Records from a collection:
------------------------------------------------------------------------

PR #277, opened 2023-10-06
[yugabyte/yugabyte-db#12751] Changes to add configurable rpc retry attempts

Sumukh-Phalgaonkar:
Currently, the AsynClient retries an RPC for 100 times within an interval of almost one minute. This results in `Too many attempts` exception much before the specified time out is reached. 

This PR contains changes to add configurable maximum number of rpc retry attempts, while creating `AsyncClient`. The default number of retries have been set to a sufficiently large number, such that all the attempts will not get over much before the specified timeout.

### DIFF
--- a/pom.xml
+++ b/pom.xml
@@ -47,7 +47,7 @@
         <version.kafka>3.3.1</version.kafka>
         <version.org.slf4j>1.7.36</version.org.slf4j>
         <version.logback>1.4.0</version.logback>
-        <version.ybclient>0.8.67-SNAPSHOT</version.ybclient>
+        <version.ybclient>0.8.67-20231010.165133-1</version.ybclient>
         <version.gson>2.8.9</version.gson>
 
         <!--
--- a/pom.xml
+++ b/pom.xml
@@ -47,7 +47,7 @@
         <version.kafka>3.3.1</version.kafka>
         <version.org.slf4j>1.7.36</version.org.slf4j>
         <version.logback>1.4.0</version.logback>
-        <version.ybclient>0.8.64-20230929.065833-2</version.ybclient>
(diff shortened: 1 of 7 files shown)


pom.xml
```diff
@@ -47,7 +47,7 @@
         <version.kafka>3.3.1</version.kafka>
         <version.org.slf4j>1.7.36</version.org.slf4j>
         <version.logback>1.4.0</version.logback>
-        <version.ybclient>0.8.64-20230929.065833-2</version.ybclient>
+        <version.ybclient>0.8.65-SNAPSHOT</version.ybclient>
```
vaibhav-yb, line 50: YBClient service is already on `0.8.66` - make sure you increase your version accordingly.

src/main/java/io/debezium/connector/yugabytedb/YugabyteDBConnector.java
```diff
@@ -201,7 +201,7 @@ private void closeYBClient() {
     }
 
     private YBClient getYBClientBase(String hostAddress, long adminTimeout, long operationTimeout, long socketReadTimeout,
-                                     int maxNumTablets, String certFile, String clientCert, String clientKey) {
+                                     int maxNumTablets, String certFile, String clientCert, String clientKey, int maxAttempts) {
```
vaibhav-yb, line 204: If I remember correctly, this method is just used in `YugabyteDBConnector` - we can remove this method now and use the one in `YBClientUtils` as the later one only takes connector configuration as a parameter. We can then use the later method everywhere.

vaibhav-yb (changes requested):

suranjan (approved):

vaibhav-yb (approved):

PR #289, opened 2023-10-31
[yugabyte/yugabyte-db#19260] Add support for NOTHING and DEFAULT on connector

thedhruvrawat:
Adding support for two new record types: `DEFAULT` and `NOTHING` based on Postgres replica identity types. Their behaviour for the basic queries listed below is as follows:

**Queries**:
```
CREATE TABLE t1(id INT PRIMARY KEY, v1 INT, v2 INT);
INSERT INTO t1 VALUES (1,2,3);
# Perform an update
UPDATE t1 SET v1 = 3 WHERE id = 1;
# Perform a delete
DELETE from t1 WHERE id = 1;
```

| `RECORD_TYPE` | OPERATION | OLD_IMAGE | NEW_IMAGE  |
| ----------------- | ------------ | ------------ | -------------  | 
| `DEFAULT`           | UPDATE        | `{{}}`            | `{{1},{3},{3}}` |
|                               | DELETE        | `{{1}}`           | `{{}}`              |
| `NOTHING`          | UPDATE        | `{{}}`            | `{{1},{3},{3}}` |
|                               | DELETE        | `{{}}`            | `{{}}`               |

Also, the `ALL` and `MODIFIED_COLUMNS_OLD_AND_NEW_IMAGES` modes have been renamed to `FULL` and `CHANGE_OLD_NEW` respectively.

Have kept the old `ALL` and `MODIFIED_COLUMNS_OLD_AND_NEW_IMAGES` to maintain backward compatibility.

### Test Plan
Added tests for `NOTHING` and `DEFAULT` modes
- `mvn clean test -Dtest=YugabyteDBBeforeImageTest#consecutiveSingleShardTransactionsForDefault`
- `mvn clean test -Dtest=YugabyteDBBeforeImageTest#consecutiveSingleShardTransactionsForNothing`

### DIFF
--- a/src/main/java/io/debezium/connector/yugabytedb/HelperBeforeImageModes.java
+++ b/src/main/java/io/debezium/connector/yugabytedb/HelperBeforeImageModes.java
@@ -4,53 +4,53 @@ import io.debezium.config.EnumeratedValue;
 public class HelperBeforeImageModes {
 
     public enum BeforeImageMode implements EnumeratedValue {
-      /**
-       * [Old type that is no longer allowed to be created] ALL mode, both old and new images of the
-       * item
-       */
-      ALL("ALL"),
+        /**
+         * [Old type that is no longer allowed to be created] ALL mode, both old and new images of the
+         * item
+         */
+        ALL("ALL"),
 
-      /**
-       * CHANGE mode (default), only the changed columns
-       */
-      CHANGE("CHANGE"),
+        /**
+         * CHANGE mode (default), only the changed columns
+         */
+        CHANGE("CHANGE"),
 
-      /**
-       * [Old type that is no longer allowed to be created] FULL_ROW_NEW_IMAGE mode, the entire
-       * updated row as new image, entire row as old image for DELETE
-       */
-      FULL_ROW_NEW_IMAGE("FULL_ROW_NEW_IMAGE"),
+        /**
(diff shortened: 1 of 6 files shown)


src/main/java/io/debezium/connector/yugabytedb/HelperBeforeImageModes.java
```diff
@@ -21,9 +21,19 @@ public enum BeforeImageMode implements EnumeratedValue {
         FULL_ROW_NEW_IMAGE("FULL_ROW_NEW_IMAGE"),
 
         /**
-         * MODIFIED_COLUMNS_OLD_AND_NEW_IMAGES mode, old and new images of modified column
+         * CHANGE_OLD_NEW mode, old and new images of modified column
```
vaibhav-yb, line 24: Should we keep the `ALL` and `MODIFIED_COLUMNS_OLD_AND_NEW_IMAGES` to maintain backward compatibility?

dr0pdb: Yes, we should. I commented the same on the server side diff. It is required since we store this in sys-catalog on disk.

thedhruvrawat: Restored. Have added [Deprecated] in comment

vaibhav-yb (approved):

PR #291, opened 2023-10-31
[yugabyte/yugabyte-db#15603] Changes to use tablet ranges instead of tabletIDs

vaibhav-yb:
## Problem

The model today uses the top level `YugabyteDBConnector` class to divide the tablets into tasks so that they can be polled parallelly. The list of tablets is sent through a serialized string sent as a connector configuration property which is then deserialized by the tasks to retrieve the original list and stored as a copy eg. `tabletPairList`.

Now whenever there is a tablet split, we remove the split parent from `tabletPairList` and add the children tablets to it so that they can be polled further - note that we cannot alter the serialized string config available to the task as that is immutable. In case of connector restarts, the distribution of tablets is handled properly but if there is a task restart, the task goes and reads the config to deserialize the list again and poll on those tablets, but since the original tablet from this immutable list has been split and we now have children tablets, we will not get any relevant information for this split tablet from the service and the connector would fail.

## Solution

This PR introduces a change in the way the tablets are sent to the tasks. Instead of sending just tabletIDs, we also send the tablet ranges now. This model gives us the insurance that even after the parent is split, the children tablets we will receive will be in the original tablet range and our connector will keep functioning smoothly.

For example, suppose we have our tablet ranges in alphabetical order `A, B, C` and we have a parent tablet `[A, C)` so at the task level, we will send the config with this range and if this gets split into two children i.e. `[A, B)` and `[B, C)`, they will still belong to the original range.

#### HashPartition

For facilitation of the tablets, we have introduced a new class `HashPartition` which will be used to represent a tablet on the service side along with its partition key ranges i.e. start and end.

There are some helper methods included to help us evaluate whether a tablet is conflicting with another or whether some tablet is parent for another i.e. `HashPartition#containsPartition`

### Test plan

Added a test to validate the methods in the class `HashPartition`, to run:

```sh
mvn clean test -Dtest=HashPartitionTest
```

### Relevant GitHub issues
* https://github.com/yugabyte/yugabyte-db/issues/19698
* https://github.com/yugabyte/yugabyte-db/issues/19833
* https://github.com/yugabyte/yugabyte-db/issues/15603
* https://github.com/yugabyte/yugabyte-db/issues/19411
* https://github.com/yugabyte/yugabyte-db/issues/19687


src/main/java/io/debezium/connector/yugabytedb/connection/HashPartition.java
```diff
@@ -0,0 +1,390 @@
...
+	 * Compare two partitions
+	 * @param other {@link HashPartition} to compare with
+	 * @return true if other partition is contained in current, false otherwise
+	 */
+	public boolean containsPartition(HashPartition other) {
+		if (!this.tableId.equals(other.tableId)) {
+			return false;
+		}
+
+		/* We know that this partition can contain another for sure in case of following:
```
suranjan, line 184: Have we written this logic or borrowed it from somewhere else?

src/main/java/io/debezium/connector/yugabytedb/connection/HashPartition.java
```diff
@@ -0,0 +1,390 @@
...
+						 && (compareKey(this.partitionKeyEnd, other.partitionKeyStart) > 0)
+						 && (compareKey(this.partitionKeyEnd, other.partitionKeyEnd) > 0);
+	}
+
+	/**
+	 *
+	 * @param other the {@link HashPartition} to compare with
+	 * @return true if the partitions have conflicting boundaries, false otherwise
+	 */
+	public boolean isConflictingWith(HashPartition other) {
```
suranjan, line 225: Is this logic borrowed or we have written it ourselves?

src/main/java/io/debezium/connector/yugabytedb/connection/HashPartition.java
```diff
@@ -0,0 +1,390 @@
...
+		}
+
+		return result;
+	}
+
+	/**
+	 * Validate that the partitions we have make up the full exhaustive range of keys.
+	 * @param hashPartitions a list of all the HashPartitions
+	 */
+	public static void validateCompleteRanges(List<HashPartition> hashPartitions) {
```
suranjan, line 327: Is this logic borrowed or our own?

src/main/java/io/debezium/connector/yugabytedb/connection/HashPartition.java
```diff
@@ -0,0 +1,390 @@
...
+ * Partition class to store a representation of a tablet with its ranges. Most of the logic for
+ * this class has been taken from
+ * <a href="https://github.com/yugabyte/yugabyte-db/blob/master/java/yb-client/src/main/java/org/yb/client/Bytes.java">Bytes.java</a><br><br>
+ *
+ * Part of the logic to compare the two partitions has been borrowed from
+ * <a href="https://github.com/yugabyte/yugabyte-db/blob/master/src/yb/util/slice.h#L311">slice.h</a>
+ * @author Vaibhav Kushwaha (vkushwaha@yugabyte.com)
+ */
+public class HashPartition implements Comparable<HashPartition> {
+	private final String tableId;
```
suranjan, line 27: Some issue with formatting of this file

src/main/java/io/debezium/connector/yugabytedb/connection/YBTablet.java
```diff
@@ -0,0 +1,45 @@
...
+		return partitionKeyStart;
+	}
+
+	public byte[] getPartitionKeyEnd() {
+		return partitionKeyEnd;
+	}
+
+	public HashPartition toHashPartition() {
+		return new HashPartition(tableID, tabletID, partitionKeyStart, partitionKeyEnd,
+														 new ArrayList<>());
```
suranjan, line 43: add equality and hash functions as well

suranjan (changes requested):

src/main/java/io/debezium/connector/yugabytedb/connection/HashPartition.java
suranjan: is the formatting correct?

vaibhav-yb: The formatting seems to be fine in my IDE, probably something off with the GH preview. Will do a double check once again.

src/test/java/io/debezium/connector/yugabytedb/YugabyteDBDatatypesTest.java
```diff
@@ -185,6 +186,25 @@ public void testRecordConsumption() throws Exception {
...
+        Configuration.Builder configBuilder = TestHelper.getConfigBuilder("public.t1_range", dbStreamId);
+        startEngine(configBuilder);
+        final int recordsCount = 100;
+
+        awaitUntilConnectorIsReady();
+
+        TestHelper.executeBulk("INSERT INTO t1_range values (%d);", recordsCount);
+
+        waitAndFailIfCannotConsume(new ArrayList<>(), recordsCount);
+    }
```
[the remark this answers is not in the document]
vaibhav-yb: Yes, this one is following the indentation of the rest of the file. Fixed the issue of incorrect indentation in other files.

src/main/java/io/debezium/connector/yugabytedb/YBPartition.java
```diff
@@ -116,19 +116,19 @@ static class Provider implements Partition.Provider<YBPartition> {
...
                 throw new DebeziumException("Error while deserializing tablet list", e);
             }
 
             Set<YBPartition> partitions = new HashSet<>();
-            for (Pair<String, String> tabletPair : tabletPairList) {
-                partitions.add(new YBPartition(tabletPair.getLeft(), tabletPair.getRight()));
+            for (Pair<Pair<String, String>, Pair<String, String>> tabletPair : tabletPairList) {
+                partitions.add(new YBPartition(tabletPair.getLeft().getKey(), tabletPair.getLeft().getValue()));
             }
             LOGGER.debug("The partition being returned is " + partitions);
```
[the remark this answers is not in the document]
vaibhav-yb: This is a one time log but it is not useful to us at this stage as we are printing the same information at the top level connector and at the task levels as well.

src/main/java/io/debezium/connector/yugabytedb/connection/HashPartition.java
```diff
@@ -0,0 +1,400 @@
...
+      }
+    }
+
+    throw new DebeziumException("Given start key " + Arrays.toString(startKey)
+                                  + " not found in the list of partitions");
+  }
+
+  private static byte[] getByteArray(String str) {
+    // Length 2 also means it is an empty byte array as it would just contain "[]"
+    if (str.isEmpty() || str.length() == 2) {
```
suranjan, line 386: why not use equals with '[]'

suranjan (changes requested):

src/main/java/io/debezium/connector/yugabytedb/YugabyteDBStreamingChangeEventSource.java
```diff
@@ -277,6 +281,18 @@ protected void markNoSnapshotNeeded(YBClient syncClient, YBTable ybTable, String
         }
     }
 
+    protected void getTabletPairListFromRange(GetTabletListToPollForCDCResponse r, List<Pair<String, String>> res) {
```
suranjan, line 284: rename to getAlltheHashPartForTask

suranjan (approved):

------------------------------------------------------------------------

• Task to carry out:
If a line in the records contains the string "issues", copy it out.

• Result of this exercise:
### Relevant GitHub issues
* https://github.com/yugabyte/yugabyte-db/issues/19698
* https://github.com/yugabyte/yugabyte-db/issues/19833
* https://github.com/yugabyte/yugabyte-db/issues/15603
* https://github.com/yugabyte/yugabyte-db/issues/19411
* https://github.com/yugabyte/yugabyte-db/issues/19687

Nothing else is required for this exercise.